_Exercise description:_ The response must be made up of the lines in the entries below that contain "wording".

_Source data:_
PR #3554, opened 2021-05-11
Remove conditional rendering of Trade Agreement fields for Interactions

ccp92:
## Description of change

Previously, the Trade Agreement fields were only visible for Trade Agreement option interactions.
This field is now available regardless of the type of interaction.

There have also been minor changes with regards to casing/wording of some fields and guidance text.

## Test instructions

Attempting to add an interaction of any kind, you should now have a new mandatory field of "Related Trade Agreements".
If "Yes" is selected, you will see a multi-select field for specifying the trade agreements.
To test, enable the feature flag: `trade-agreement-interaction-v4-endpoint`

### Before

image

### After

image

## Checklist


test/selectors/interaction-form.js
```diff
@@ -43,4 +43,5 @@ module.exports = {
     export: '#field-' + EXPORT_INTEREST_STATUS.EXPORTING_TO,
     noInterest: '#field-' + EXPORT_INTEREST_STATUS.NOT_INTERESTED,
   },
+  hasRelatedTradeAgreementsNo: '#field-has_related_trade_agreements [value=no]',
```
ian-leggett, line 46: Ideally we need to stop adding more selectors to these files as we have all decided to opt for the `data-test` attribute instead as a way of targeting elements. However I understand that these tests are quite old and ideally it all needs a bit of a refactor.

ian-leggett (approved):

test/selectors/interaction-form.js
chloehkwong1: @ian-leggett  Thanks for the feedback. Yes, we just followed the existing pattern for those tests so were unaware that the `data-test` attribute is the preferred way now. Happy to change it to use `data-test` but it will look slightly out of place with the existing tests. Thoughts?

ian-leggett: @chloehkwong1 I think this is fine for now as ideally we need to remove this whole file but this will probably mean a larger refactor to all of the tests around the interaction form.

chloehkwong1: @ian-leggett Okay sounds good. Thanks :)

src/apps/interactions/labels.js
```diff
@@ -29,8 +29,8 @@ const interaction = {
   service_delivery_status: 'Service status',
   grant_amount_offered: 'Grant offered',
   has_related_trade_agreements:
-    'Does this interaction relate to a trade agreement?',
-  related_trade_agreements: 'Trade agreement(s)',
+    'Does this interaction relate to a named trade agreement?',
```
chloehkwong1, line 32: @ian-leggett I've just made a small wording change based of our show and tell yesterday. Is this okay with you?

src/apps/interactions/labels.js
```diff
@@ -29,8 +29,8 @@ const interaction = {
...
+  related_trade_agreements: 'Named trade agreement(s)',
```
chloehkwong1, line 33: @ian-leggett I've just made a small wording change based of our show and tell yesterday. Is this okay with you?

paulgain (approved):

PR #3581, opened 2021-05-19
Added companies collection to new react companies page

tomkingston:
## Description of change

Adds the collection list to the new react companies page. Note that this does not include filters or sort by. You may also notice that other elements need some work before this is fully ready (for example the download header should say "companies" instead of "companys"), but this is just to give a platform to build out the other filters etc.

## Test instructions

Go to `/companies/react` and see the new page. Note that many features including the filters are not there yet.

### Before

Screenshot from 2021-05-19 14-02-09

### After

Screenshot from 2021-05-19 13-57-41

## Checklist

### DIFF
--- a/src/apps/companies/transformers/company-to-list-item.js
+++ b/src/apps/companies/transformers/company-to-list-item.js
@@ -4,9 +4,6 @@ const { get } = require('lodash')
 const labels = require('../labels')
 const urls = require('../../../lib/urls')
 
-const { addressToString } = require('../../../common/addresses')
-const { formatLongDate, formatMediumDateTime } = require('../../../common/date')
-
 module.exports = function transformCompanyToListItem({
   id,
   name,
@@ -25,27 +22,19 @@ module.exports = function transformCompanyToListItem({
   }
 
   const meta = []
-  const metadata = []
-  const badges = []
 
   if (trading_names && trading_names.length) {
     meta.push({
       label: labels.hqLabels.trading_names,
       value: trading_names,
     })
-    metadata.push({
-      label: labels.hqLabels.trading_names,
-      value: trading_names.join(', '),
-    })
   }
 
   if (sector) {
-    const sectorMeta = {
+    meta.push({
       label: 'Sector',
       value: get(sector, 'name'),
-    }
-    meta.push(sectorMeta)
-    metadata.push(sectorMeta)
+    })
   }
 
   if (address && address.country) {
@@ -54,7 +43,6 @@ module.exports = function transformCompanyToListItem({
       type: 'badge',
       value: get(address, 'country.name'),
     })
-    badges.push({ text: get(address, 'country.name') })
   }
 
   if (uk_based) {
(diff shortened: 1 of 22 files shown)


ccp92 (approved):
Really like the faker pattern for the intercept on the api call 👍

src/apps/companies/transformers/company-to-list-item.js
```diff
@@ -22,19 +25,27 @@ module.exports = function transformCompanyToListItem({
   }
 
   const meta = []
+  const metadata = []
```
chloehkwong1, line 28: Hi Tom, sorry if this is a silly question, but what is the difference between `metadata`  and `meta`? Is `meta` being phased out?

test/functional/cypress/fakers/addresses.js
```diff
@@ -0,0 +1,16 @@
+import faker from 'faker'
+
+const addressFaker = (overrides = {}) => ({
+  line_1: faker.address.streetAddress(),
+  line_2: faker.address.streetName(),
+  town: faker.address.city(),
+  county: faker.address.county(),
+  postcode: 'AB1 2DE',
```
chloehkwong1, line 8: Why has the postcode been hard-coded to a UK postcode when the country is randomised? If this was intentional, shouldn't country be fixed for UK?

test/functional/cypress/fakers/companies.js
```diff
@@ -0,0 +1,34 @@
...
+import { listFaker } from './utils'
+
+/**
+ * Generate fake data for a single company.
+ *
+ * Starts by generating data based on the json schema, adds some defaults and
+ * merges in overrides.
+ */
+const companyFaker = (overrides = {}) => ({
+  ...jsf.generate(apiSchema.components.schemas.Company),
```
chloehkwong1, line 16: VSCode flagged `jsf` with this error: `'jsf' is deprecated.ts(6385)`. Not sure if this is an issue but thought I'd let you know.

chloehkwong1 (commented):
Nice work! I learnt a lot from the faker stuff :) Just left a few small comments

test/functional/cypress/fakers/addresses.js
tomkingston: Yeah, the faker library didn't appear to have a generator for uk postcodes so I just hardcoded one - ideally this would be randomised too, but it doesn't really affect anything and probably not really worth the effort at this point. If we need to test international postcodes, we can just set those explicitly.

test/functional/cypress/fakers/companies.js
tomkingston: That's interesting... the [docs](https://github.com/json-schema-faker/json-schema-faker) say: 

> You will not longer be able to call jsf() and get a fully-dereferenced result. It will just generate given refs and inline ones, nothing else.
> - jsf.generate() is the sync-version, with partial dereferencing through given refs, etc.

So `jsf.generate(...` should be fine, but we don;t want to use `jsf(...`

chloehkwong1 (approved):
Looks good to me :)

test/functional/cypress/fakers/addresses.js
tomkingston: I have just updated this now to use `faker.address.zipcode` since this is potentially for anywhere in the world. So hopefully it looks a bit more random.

==

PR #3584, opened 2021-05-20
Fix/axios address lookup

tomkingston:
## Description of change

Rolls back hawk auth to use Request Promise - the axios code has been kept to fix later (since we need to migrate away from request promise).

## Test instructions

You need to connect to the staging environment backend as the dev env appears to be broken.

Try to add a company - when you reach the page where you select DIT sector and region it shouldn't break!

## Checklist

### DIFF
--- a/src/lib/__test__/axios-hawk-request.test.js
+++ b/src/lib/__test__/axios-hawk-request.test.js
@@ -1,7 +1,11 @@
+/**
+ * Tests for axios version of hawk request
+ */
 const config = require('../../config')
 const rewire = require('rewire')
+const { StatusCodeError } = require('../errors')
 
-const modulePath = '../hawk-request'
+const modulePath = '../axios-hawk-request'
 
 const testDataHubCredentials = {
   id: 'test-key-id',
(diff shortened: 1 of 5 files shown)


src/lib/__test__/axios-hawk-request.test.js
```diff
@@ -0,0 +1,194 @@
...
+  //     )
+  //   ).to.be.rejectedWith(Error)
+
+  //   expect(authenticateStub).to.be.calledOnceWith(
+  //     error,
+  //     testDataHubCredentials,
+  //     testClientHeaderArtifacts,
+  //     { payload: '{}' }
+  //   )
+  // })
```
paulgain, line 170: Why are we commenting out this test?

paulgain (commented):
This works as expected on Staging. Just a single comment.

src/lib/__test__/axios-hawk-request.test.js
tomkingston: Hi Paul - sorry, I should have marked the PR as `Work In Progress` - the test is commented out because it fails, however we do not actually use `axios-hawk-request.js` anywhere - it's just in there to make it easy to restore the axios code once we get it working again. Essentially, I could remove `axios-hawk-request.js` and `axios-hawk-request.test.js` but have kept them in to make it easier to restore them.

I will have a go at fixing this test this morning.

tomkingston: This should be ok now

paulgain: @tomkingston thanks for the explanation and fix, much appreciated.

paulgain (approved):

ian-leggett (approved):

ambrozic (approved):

_Answer area:_
There have also been minor changes with regards to casing/wording of some fields and guidance text.
chloehkwong1, line 32: @ian-leggett I've just made a small wording change based of our show and tell yesterday. Is this okay with you?
chloehkwong1, line 33: @ian-leggett I've just made a small wording change based of our show and tell yesterday. Is this okay with you?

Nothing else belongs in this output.